As you may have noticed it is easy to get a lot of "free" information.... I have been told that the Mexican law requires car rental companies to include the liability insurance in their advertised daily rate.... can anyone tell me where I can find that so that I may copy it and have it with me when I rent on the 22nd.....


----------



## RVGRINGO (May 16, 2007)

Mexico is not a litigious society and 'having it with you' wouldn't do you any good; it might actually make it difficult for you to rent anything at all. Please leave US customs behind and put on a good smile, handshake and pleasant demeanor; all will be well, you will be treated in a welcoming and helpful manner. If you try to 'change Mexico' to your ways, you won't enjoy your stay.


----------



## conklinwh (Dec 19, 2009)

*Car Rental*

We rented cars for the winter for 4 years, Hertz, Budget & National at Leon Airport. Also had friends & relatives do the same. I contacted all my credit card companies and found which had the better coverage in Mexico, turns out it was my CITI MC. I printed out a copy and took it with me. When renting I refused insurance. I had to sign two credit card vouchers, one for rental, and one for repairs if necessary.
I was able to cut my rental cost for monthly rental by 75% or more in a couple of cases.
You do need be aware of two things. 1st, be very meticulous when looking at the rental car before signing. Make sure every dent & or scratch is shown no matter how small. Also check the tires, including that spare exists. Try everything, including side view mirrors. They often get hit and may be glued with temporary glue. Do not rush this step no matter how long it takes and involve spouse/others.
2nd, what you are agreeing to with insurance is that you will be billed for any damage to your credit card and that your responsibility to get the charges removed. When you look at card coverage, have a conversation with the card company about what you will need if a problem as varies.
Given this, I never had a problem.


----------



## RVGRINGO (May 16, 2007)

Foreigners should also be absolutely certain that your insurance coverage includes legal coverage and the 'get out of jail' feature. Otherwise, one may be a guest in a Mexican jail for a very long time until all financial 'arrangements' have been made. That can lead to bankruptcy.


----------



## Mr.Chips (May 23, 2008)

We recently rented a car at the airport in Veracruz.With insurance,the cost for one week was almost 600.00 u.s. for a Nissan Sentra.If you dont have good spanish language skills,its very difficult to figure out what you need or dont need in regards to insurance.We were very careful on having every scrape ,dent etc.(and there were many) marked on the rental sheet.When we returned the car,they spent more time than we originally had in looking for any new damage.They had only a 1/4 tank of gas in the car at the time of the rental and they checked the level on our return.To me it appears to be a ploy to have the customer leave more gas in the vehicle than was there originally.Having the rental certainly allowed us to see a lot of country between Tajin and Catemaco .


----------



## tanderson0o (Aug 30, 2009)

I rent in DF with Avis every two or three weeks and overall it has been a good experience.
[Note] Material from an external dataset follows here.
PR #1494, opened 2020-07-30
Upgrading buffer-publish chart to 1.1.1

kiriappeee:
Upgraded the chart `buffer-service` used by `buffer-publish` from version 1.0.3 to 1.1.1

I confirmed that my AMEX card will cover damages to the car for much less than what Avis charges, but I always take the ALI (additional liability coverage) as the AMEX coverage will take care of damage to the rental car, but does not cover damages to other parties. The ALI only coverage is not that expensive, I have never had to sign multiple credit card vouchers when declining the insurance, just had to sign another form.

I do make sure note all of the damage to the car, as well as the presence of the spare and jack (and confirm that the spare actually has air in it).

Also, if you should happen to damage the car, look into having it repaired before you return it. Once I hit a pothole and bent the rim on the car. The spare had no air in it so I couldn't change it and Avis brought me another car, but they charges me for a new tire and rim when I returned the car. On a subsequent trip. I hit another hole and bent the rim again , but 15 minutes with a hammer and the wheel was as good as new .


----------